Anyone looking for a compact, highly readable history of the American political movement known as populism, and the determined efforts from both right and left to squelch it, will enjoy prominent progressive journalist Thomas Frank’s The People, No: A Brief History of Anti-Populism.
Frank (What’s the Matter With Kansas?) describes how, despite populism’s brief formal life—from the founding of the People’s Party in 1891 to the crushing defeat of Democratic presidential candidate William Jennings Bryan in 1896—its ideals have persisted through more than a century of American political history. Their influence, as he describes it, reached its zenith during the New Deal when Franklin Delano Roosevelt, while not expressly invoking any populist lineage, nonetheless “talked constantly about the urgent need to take power away from economic elites and return it to the average American.”
But after World War II, as Frank points out in perhaps the most intriguing portion of his argument, the opposition to populism subtly shifted from obvious enemies, like the robber barons of the Gilded Age, to the “technocratic, elite liberalism” that came to dominate the Democratic Party. In the hands of these professionals and intellectuals, populism became a code word for “demagoguery and intolerance,” as their interests diverged from those of the working class.

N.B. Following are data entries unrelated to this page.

Issue #1296, opened 2025-12-10
Consistent Cell A1 nomenclature for GRN and PPI "network" and "network_optimized_weights" sheets and fix Warning message


kdahlquist:
As I was testing #1273, I figured out that there is a discrepancy between the nomenclature for cell A1 in the "network" or "network_optimized_weights" sheets between a GRN and PPI.
- There is a discrepancy between the Warning modal and the required text in cell A1 for a gene regulatory network's "network" or "network_optimized_weights" sheet.  In the documentation and functionality, cell A1 should read "cols regulators/rows targets" with NO space character after the "/".  If the cell A1 is named this way, the graph loads.  However, in the Warning modal, it says it should be "cols regulators/ rows targets" with the inclusion of a space character after the "/".  If I do include the space character, it actually triggers the warning.  *So, the Warning modal message needs to be corrected.*
- However, there is no consistency between GRN and PPI where "cols protein1/ rows protein2" WITH a space character is required to load while "cols protein1/rows protein2" does not load.  In this case the Warning modal message is currently correct. This difference is the origin of me thinking that GRNsight was not able to detect the network type based on cell A1.  *I want to get rid of that space character after the "/" so that the syntax for cell A1 is consistent between a GRN and PPI.  Both the functionality and the Warning modal message would need to be updated.*

kdahlquist:
Pullling this comment from #1204: what happens whent there is an "optimization_parameters" sheet with a "networkType" parameter and the network types don't match?  Is the "networkType" parameter even used?

dondi:
@MilkaZek and @pichuT looked into this issue with @dondi and we have a clarifying question: in the intended-format file, cell A1 says `protein 1/protein 2` (i.e., no “cols” nor “rows”):


<img width="334" height="217" alt="Image" src="https://github.com/user-attachments/assets/8cba01fb-a4d9-4600-9315-7527d5e0cba9" />


Shall we then be standardizing to exactly this label (`protein 1/protein 2`) or should this label actually be (`cols protein 1/rows protein 2`)?

kdahlquist:
Ack sorry, it should be `cols protein1/rows protein2`.  I'll fix the Documentation to match this when the fix is in (and do a lot of testing!).

When I export Demo 5, it shows `cols protein1/ rows protein2` with the space character.  So it looks like we have even more of a mix if there are some places where it says just `protein 1/protein 2`.

MilkaZek:
[...]

PR #1337, opened 2026-02-11
Fixed cell A1 naming consistency for Issue #1296

MilkaZek:
Edited Cell A1 constants and warning message references to standardize naming conventions and logic to "cols protein1/rows protein 2" for PPIs, matching it to the "cols regulators/rows targets" template for GRNs.


ntran18:
I looked at Milka's issue, and it's similar to what I did before, so I wonder why it failed. The test is now passing for Milka's PR. Old test files have cell A1 = "rows genes affected/cols genes controlling". And since she is now adding errors instead of warnings, any test that checks errors has failed because a new error was introduced.

Issue #1370, opened 2026-02-24
Hardcode optimization_diagnostics sheet into Demo 2


kdahlquist:
In spreadsheet-controller.js I used console logs below line 344

sheet = xlsx.parse(path);
console.log(sheet);

and line 353

var workbook = crossSheetInteractions(sheet);
console.log(workbook);

to investigate what GRNsight is storing when a file is uploaded. 

I found out that the optimization_diagnostics sheet is called "meta2" in the code.  I would like to hardcode this worksheet into demo2, but I can't quite tell from the console log how it should be formatted.

<img width="466" height="148" alt="Image" src="https://github.com/user-attachments/assets/9a122948-842a-48bb-b725-ca261f701834" />

kdahlquist:
Code is now in beta v7.5.8.  Since this is entirely "under the hood", I'm closing this issue.

PR #1376, opened 2026-02-26
Add optimization_diagnostics sheet to demo 2 as per #1370

kdahlquist:
The data is there and my local version of GRNsight seems to function properly after my changes.  However, I don't have any good way to verify that I did things correctly.

While it is working locally, the build failed, and I'm not sure what to do about it.  I ran prettier, so I think the formatting is correct.


dondi (approved):
LGTM, and it looks like the build issues were just transient Coveralls hiccups

Issue #1363, opened 2026-02-19
Import and export of "network_weights" sheet


kdahlquist:
I'm breaking this issue off from #1275 .  There are several issue that all have to do with the "network_weights" sheet and should be considered together, but separate from that issue.

- [x] The network_weights sheet data do not appear to be stored in the `demo-workbook.js` for demos 1-4.  We need to figure out the format for storing the data and then copy it over there.  Looking in the `spreadsheet-controller.js` file for `sheet = xlsx.parse(path);` and ` var workbook = crossSheetInteractions(sheet);` will help with figuring out the format.  @kdahlquist volunteers to make the actual changes to the hardcoding since I am familiar with the data.
- [x] When exporting a demo file (1-4), the network_weights sheet is not clickable.  The simplest explanation is that because the network_weights sheet is not present in `demo-workbook.js`, the data are not available,  Hard-coding the sheet fixes this: PR #1366 .  
  - [x] In this case, whatever is stored in the demo should be the data exported for the "network_weights" sheet.
- [x] When exporting a user-uploaded file that does have a "network_weights" sheet, the checkbox becomes available.  However, there is a bug. As I first reported in #1290, the values in the imported "network_weights" sheet are not the ones exported.

Imported file: 

[3-genes_6 edges_complete-GRNmap-output.xlsx](https://github.com/user-attachments/files/25428168/3-genes_6.edges_complete-GRNmap-output.xlsx)

This same file then exported by GRNsight:

[3-genes_6 edges_complete-GRNmap-output_exported.xlsx](https://github.com/user-attachments/files/25428170/3-genes_6.edges_complete-GRNmap-output_exported.xlsx)

As you can see in the first file that I imported, I used values of "5" in the network_weights sheet.  However, in the sheet that was exported, all the values were "1".

The user-uploaded data needs to be stored and then exported.

- [x] If the user-uploaded spreadsheet does not have a "network_weights" sheet or if the user loads a network from the database, they should still be able to export a "network_weights" sheet (the reason is that they need this sheet for running GRNmap).  In this case, a "network_weights" sheet can be created by GRNsight by copying the contents of the "network" sheet exactly.

PR #1385, opened 2026-03-10
#1363 updated network options and fixed overwriting of network weights values

Amelie1253:


web-client-classic/public/js/upload.js
```diff
@@ -366,14 +364,18 @@ export const upload = function () {
         const twoColumnSheets = grnState.workbook.twoColumnSheets
             ? Object.keys(grnState.workbook.twoColumnSheets)
             : [];
-
+        // is this where exports get created?
```
dondi: If this is figured out, we can remove/revise the comment

Issue #1344, opened 2026-02-12
Restrict Graph to Viewport padding issue when restrict graph to viewport


ceciliazaragoza:
When Restrict Graph to Viewport is checked, ensure that all nodes and edges stay within the viewport of the graph even when zooming or dragging the graph.

kdahlquist:
I was playing around with this today.  I think the behavior is working in v0.0.7.  One little tweak.  Move a node outside the viewport to the right and then check "Restrict Graph to Viewport".  There needs to be a little padding between the node and the right edge of the viewport.  See screenshot of YOX1.  The padding is there if you move a graph to the edge, but it's not when the node automatically gets moved by checking the button.

<img width="1920" height="1032" alt="Image" src="https://github.com/user-attachments/assets/a4e7dfb0-f84e-49d7-a13d-f9f9581e97c1" />

kdahlquist:
Awaiting PR #1584 .

MilkaZek:
This issue seems to be fixed - aside from the one note about padding between nodes that were previously outside the viewport and the edge, but that behavior is present in beta as well.

kdahlquist:
I am renaming this issue because the padding issue is still a bug in React and needs to be addressed, even if it occurs in Classic.

PR #1419, opened 2026-03-26
#1344: Restrict graph to viewport

ceciliazaragoza:
- related to #1344.
- fixed self-referring edges so that arrowheads do not go behind nodes for unweighted graphs.
- when enable restrict graph to viewport and switch between different viewport sizes, nodes and edges clamp to viewport boundaries.
- when restrict graph to viewport not enabled, nodes can drift outside of viewport bounds.


web-client/src/components/ScaleAndScroll.jsx
```diff
@@ -26,7 +26,7 @@ export default function ScaleAndScroll({ getViewportBoundsData }) {
 
   const handleSliderChange = event => {
     const sliderInput = parseFloat(event.target.value);
-    const viewportBoundsData = getViewportBoundsData();
+    const viewportBoundsData = !adaptive ? getViewportBoundsData() : undefined;
```
dondi, line 29: Super minor, for something like this the negation doesn’t really do anything because you’re handling both cases anyway, so you can remove the negation and flip the values:

```suggestion
    const viewportBoundsData = adaptive ? undefined : getViewportBoundsData();
```

web-client/src/helpers/graphHelpers.js
```diff
@@ -214,16 +209,17 @@ export function getEdgeColor(workbook, edge, grayThreshold, maxWeight, colorOpti
...
   if (!colorOptimal) {
-    for (let i = 0; i < allWeights.length; i++) {
+    for (var i = 0; i < allWeights.length; i++) {
       if (allWeights[i] !== 0) {
         allWeights[i] = 1;
       }
     }
   } else {
-    for (let j = 0; j < allWeights.length; j++) {
+    for (var j = 0; j < allWeights.length; j++) {
```
dondi: Let’s revert these to `let`s since that’s the more modern flavor

dondi (approved):
Other comment resolved before the review was done! 😊 As such, lgtm

Issue #1352, opened 2026-02-12
React: port tests from Classic


kdahlquist:
Opening this as a separate issue to remind us to port the tests from Classic to React as new features are coded in React, especially #1347.  AI might be useful for mass conversion of syntax that would then need to be checked.

ceciliazaragoza:
Add open file tests from classic with the different files.

kdahlquist:
@dondi, can you comment on this issue to say what has been completed and what still needs to be done?

dondi:
PR #1352 lists the tests that have been implemented, broken up into separate files based on functionality. Coverage screenshot was provided

PR #1421, opened 2026-03-26
#1352: Test Coverage

ceciliazaragoza:
- related to #1352.
- Ported over API tests from Classic.
- Implemented tests for frontend by triggering DOM events.
- Need to wait to port over file tests until implement open file functionality.
- This is current coverage. It is a bit harder to test Graph.jsx because of the integration with D3.

image


dondi (approved):
LGTM—this is a big milestone actually, something that isn’t viable at all in `classic` 🙌🏽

The disdain of this “highly educated leadership class” for the populist impulse turned out, in Frank’s candid assessment, to be nothing less than a “liberal folly,” opening the door for what he calls the “phony populism of the right” that flourished in the Republican Party beginning with the election of Ronald Reagan in 1980. It climaxed in Donald Trump’s unlikely victory in 2016, when a candidate whose true agenda would have made William McKinley smile successfully harnessed popular hostility to elites and rode it into the White House.
Credit goes to Frank for this admirable effort to reclaim the noblest parts of the populist legacy and make them relevant for contemporary Americans, but there’s good reason to doubt we’ll see this platform realized soon, no matter who prevails in November 2020.